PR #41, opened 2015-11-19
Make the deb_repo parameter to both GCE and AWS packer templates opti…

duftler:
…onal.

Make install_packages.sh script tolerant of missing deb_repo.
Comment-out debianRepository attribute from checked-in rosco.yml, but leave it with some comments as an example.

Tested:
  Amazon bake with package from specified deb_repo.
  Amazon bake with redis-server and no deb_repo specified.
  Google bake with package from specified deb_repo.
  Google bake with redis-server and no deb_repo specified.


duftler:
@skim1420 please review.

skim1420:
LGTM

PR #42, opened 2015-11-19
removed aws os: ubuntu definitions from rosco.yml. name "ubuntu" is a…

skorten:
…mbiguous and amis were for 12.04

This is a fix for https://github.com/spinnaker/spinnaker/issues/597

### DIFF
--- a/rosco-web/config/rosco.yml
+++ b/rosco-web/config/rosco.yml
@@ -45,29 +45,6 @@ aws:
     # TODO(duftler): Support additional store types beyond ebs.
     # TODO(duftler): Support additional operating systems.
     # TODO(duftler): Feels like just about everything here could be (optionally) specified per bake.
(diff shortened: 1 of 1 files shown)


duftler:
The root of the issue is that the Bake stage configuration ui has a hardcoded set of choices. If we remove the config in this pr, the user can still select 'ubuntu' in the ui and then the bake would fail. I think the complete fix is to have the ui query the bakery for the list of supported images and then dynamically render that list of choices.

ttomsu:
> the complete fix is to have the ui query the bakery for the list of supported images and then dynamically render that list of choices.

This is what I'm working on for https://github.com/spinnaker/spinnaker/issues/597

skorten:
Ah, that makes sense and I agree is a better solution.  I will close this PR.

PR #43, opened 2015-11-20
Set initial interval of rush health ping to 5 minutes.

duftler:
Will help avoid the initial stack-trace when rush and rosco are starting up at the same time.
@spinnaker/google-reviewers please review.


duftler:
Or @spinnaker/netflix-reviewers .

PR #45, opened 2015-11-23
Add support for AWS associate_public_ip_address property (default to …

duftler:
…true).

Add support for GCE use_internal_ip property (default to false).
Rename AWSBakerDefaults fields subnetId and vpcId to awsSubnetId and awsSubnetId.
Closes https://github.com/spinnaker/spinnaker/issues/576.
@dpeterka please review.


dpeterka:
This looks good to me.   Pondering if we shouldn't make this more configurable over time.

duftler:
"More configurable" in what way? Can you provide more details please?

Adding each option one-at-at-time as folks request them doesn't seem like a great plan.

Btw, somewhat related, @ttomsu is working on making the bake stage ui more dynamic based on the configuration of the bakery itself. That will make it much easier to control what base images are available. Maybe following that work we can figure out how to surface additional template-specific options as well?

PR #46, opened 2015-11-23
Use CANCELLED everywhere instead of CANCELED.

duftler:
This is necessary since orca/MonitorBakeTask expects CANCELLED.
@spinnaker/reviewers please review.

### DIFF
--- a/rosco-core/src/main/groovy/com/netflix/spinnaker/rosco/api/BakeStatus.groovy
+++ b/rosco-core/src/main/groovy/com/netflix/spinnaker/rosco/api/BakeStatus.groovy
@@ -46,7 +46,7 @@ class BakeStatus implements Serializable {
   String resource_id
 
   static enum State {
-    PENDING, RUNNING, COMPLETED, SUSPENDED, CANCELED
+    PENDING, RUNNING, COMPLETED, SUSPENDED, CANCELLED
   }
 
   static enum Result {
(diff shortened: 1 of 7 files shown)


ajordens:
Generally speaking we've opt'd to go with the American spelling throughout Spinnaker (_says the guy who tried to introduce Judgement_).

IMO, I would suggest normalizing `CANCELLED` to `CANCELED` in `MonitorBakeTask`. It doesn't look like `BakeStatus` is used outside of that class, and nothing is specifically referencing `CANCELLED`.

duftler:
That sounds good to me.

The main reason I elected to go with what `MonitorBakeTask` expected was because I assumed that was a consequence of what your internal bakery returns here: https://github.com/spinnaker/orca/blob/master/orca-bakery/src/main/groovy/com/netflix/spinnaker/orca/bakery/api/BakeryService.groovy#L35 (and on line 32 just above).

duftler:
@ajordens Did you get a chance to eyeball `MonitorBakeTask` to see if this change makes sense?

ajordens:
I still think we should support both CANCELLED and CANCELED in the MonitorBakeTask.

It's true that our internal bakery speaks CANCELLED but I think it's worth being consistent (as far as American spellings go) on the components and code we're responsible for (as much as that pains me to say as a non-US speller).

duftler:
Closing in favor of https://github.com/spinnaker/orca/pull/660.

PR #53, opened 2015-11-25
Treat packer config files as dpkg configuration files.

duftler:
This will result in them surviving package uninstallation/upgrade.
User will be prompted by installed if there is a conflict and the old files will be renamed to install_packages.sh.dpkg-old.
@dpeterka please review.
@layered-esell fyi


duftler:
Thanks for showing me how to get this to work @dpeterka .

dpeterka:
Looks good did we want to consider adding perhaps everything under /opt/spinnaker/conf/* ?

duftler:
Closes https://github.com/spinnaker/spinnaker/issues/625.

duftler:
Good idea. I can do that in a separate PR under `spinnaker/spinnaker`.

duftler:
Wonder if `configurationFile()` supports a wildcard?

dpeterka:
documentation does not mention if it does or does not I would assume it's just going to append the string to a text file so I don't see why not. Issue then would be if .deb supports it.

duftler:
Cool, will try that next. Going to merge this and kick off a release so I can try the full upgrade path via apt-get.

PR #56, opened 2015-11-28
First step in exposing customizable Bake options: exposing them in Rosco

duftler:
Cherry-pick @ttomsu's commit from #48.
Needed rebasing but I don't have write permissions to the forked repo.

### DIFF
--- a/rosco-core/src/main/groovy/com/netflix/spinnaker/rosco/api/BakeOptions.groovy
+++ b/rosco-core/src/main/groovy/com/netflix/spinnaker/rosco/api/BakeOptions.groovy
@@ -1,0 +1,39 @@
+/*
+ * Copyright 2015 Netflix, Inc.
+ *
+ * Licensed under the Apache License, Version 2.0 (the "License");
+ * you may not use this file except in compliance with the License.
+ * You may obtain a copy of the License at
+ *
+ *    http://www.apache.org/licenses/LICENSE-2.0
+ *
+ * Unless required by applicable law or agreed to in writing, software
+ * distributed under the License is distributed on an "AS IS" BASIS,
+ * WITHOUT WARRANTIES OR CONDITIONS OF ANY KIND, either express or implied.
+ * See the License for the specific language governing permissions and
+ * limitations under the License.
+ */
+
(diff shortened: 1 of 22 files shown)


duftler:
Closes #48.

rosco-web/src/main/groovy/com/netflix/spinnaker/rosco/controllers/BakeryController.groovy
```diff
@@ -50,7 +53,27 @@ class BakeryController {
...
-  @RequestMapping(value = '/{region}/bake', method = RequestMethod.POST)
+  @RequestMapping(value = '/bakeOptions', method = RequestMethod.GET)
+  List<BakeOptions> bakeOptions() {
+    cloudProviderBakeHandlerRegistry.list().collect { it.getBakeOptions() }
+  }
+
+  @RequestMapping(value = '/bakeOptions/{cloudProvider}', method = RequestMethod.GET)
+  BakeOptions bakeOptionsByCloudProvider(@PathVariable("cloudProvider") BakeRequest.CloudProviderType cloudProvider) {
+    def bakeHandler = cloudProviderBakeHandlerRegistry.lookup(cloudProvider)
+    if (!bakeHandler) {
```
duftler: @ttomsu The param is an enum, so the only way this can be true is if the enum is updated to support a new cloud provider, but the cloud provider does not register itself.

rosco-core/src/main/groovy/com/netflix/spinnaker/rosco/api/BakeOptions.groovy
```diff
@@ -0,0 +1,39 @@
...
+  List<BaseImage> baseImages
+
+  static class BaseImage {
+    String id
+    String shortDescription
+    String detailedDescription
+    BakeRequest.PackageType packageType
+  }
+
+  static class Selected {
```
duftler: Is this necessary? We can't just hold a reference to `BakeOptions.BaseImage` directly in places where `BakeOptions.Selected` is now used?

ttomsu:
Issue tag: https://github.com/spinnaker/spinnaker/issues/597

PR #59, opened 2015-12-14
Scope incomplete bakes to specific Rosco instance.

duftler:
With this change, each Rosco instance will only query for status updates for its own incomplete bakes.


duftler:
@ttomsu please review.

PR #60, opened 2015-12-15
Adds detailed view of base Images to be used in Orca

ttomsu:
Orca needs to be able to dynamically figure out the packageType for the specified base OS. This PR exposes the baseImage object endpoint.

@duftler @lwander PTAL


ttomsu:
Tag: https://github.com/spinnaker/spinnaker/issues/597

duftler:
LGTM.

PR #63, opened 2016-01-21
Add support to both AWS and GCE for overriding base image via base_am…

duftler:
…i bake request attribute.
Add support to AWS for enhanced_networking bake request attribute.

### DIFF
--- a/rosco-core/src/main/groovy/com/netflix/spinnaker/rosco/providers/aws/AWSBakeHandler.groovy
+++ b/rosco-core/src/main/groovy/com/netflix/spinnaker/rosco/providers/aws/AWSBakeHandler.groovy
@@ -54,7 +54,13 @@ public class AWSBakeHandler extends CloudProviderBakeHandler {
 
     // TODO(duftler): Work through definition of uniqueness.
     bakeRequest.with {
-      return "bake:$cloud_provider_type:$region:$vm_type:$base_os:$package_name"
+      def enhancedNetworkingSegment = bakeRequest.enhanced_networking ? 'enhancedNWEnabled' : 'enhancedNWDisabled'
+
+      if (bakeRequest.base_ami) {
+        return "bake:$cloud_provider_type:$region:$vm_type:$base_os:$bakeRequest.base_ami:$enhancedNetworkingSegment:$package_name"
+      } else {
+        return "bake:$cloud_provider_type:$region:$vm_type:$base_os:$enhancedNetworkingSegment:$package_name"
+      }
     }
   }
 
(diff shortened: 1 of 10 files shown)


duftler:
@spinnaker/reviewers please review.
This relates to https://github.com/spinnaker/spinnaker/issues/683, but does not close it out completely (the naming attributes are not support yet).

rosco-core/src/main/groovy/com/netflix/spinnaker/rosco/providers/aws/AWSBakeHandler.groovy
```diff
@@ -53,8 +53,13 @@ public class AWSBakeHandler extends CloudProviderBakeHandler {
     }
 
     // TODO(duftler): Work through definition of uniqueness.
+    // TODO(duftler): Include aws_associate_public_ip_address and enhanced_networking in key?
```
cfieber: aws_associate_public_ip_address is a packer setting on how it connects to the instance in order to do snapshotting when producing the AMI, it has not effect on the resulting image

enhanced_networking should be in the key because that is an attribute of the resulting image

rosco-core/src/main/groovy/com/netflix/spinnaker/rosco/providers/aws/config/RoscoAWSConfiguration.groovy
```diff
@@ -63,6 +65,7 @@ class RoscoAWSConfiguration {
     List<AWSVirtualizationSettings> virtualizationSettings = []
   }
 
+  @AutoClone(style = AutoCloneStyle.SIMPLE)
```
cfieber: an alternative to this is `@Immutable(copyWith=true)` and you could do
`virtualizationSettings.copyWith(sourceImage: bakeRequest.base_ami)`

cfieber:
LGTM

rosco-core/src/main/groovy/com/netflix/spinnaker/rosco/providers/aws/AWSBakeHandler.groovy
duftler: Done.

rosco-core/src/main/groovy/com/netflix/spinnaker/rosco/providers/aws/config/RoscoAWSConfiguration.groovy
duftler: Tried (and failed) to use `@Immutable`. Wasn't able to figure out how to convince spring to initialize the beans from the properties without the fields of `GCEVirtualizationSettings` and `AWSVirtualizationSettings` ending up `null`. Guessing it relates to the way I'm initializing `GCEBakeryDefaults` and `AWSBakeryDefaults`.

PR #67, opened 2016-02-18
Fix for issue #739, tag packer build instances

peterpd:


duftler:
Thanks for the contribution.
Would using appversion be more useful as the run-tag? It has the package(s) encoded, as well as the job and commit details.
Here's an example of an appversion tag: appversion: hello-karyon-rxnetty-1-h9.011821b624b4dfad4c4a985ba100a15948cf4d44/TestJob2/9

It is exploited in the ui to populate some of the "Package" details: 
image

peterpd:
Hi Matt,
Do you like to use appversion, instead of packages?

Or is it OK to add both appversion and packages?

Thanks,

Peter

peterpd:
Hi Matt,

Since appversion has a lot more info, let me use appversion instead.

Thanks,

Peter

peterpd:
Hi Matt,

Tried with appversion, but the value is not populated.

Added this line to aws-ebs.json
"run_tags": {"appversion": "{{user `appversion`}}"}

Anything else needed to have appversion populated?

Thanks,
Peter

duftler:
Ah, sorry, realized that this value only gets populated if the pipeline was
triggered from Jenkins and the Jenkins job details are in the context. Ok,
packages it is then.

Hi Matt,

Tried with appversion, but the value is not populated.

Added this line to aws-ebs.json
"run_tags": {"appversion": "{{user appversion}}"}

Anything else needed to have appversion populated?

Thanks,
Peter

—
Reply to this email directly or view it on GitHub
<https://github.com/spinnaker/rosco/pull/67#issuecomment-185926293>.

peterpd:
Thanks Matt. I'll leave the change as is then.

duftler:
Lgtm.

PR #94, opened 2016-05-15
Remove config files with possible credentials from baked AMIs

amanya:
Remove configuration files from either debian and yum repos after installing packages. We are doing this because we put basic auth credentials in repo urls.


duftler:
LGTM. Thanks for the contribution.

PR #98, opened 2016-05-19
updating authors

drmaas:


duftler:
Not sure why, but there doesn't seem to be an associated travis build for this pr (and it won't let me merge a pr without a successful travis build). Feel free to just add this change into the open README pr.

* **INSTRUCTIONS TO FOLLOW**: Print the first line of the records above and each line after it, exactly, through the line with "Set initial interval".

* **THE ANSWER**:
PR #41, opened 2015-11-19
Make the deb_repo parameter to both GCE and AWS packer templates opti…

duftler:
…onal.

Make install_packages.sh script tolerant of missing deb_repo.
Comment-out debianRepository attribute from checked-in rosco.yml, but leave it with some comments as an example.

Tested:
  Amazon bake with package from specified deb_repo.
  Amazon bake with redis-server and no deb_repo specified.
  Google bake with package from specified deb_repo.
  Google bake with redis-server and no deb_repo specified.


duftler:
@skim1420 please review.

skim1420:
LGTM

PR #42, opened 2015-11-19
removed aws os: ubuntu definitions from rosco.yml. name "ubuntu" is a…

skorten:
…mbiguous and amis were for 12.04

This is a fix for https://github.com/spinnaker/spinnaker/issues/597

### DIFF
--- a/rosco-web/config/rosco.yml
+++ b/rosco-web/config/rosco.yml
@@ -45,29 +45,6 @@ aws:
     # TODO(duftler): Support additional store types beyond ebs.
     # TODO(duftler): Support additional operating systems.
     # TODO(duftler): Feels like just about everything here could be (optionally) specified per bake.
(diff shortened: 1 of 1 files shown)


duftler:
The root of the issue is that the Bake stage configuration ui has a hardcoded set of choices. If we remove the config in this pr, the user can still select 'ubuntu' in the ui and then the bake would fail. I think the complete fix is to have the ui query the bakery for the list of supported images and then dynamically render that list of choices.

ttomsu:
> the complete fix is to have the ui query the bakery for the list of supported images and then dynamically render that list of choices.

This is what I'm working on for https://github.com/spinnaker/spinnaker/issues/597

skorten:
Ah, that makes sense and I agree is a better solution.  I will close this PR.

PR #43, opened 2015-11-20
Set initial interval of rush health ping to 5 minutes.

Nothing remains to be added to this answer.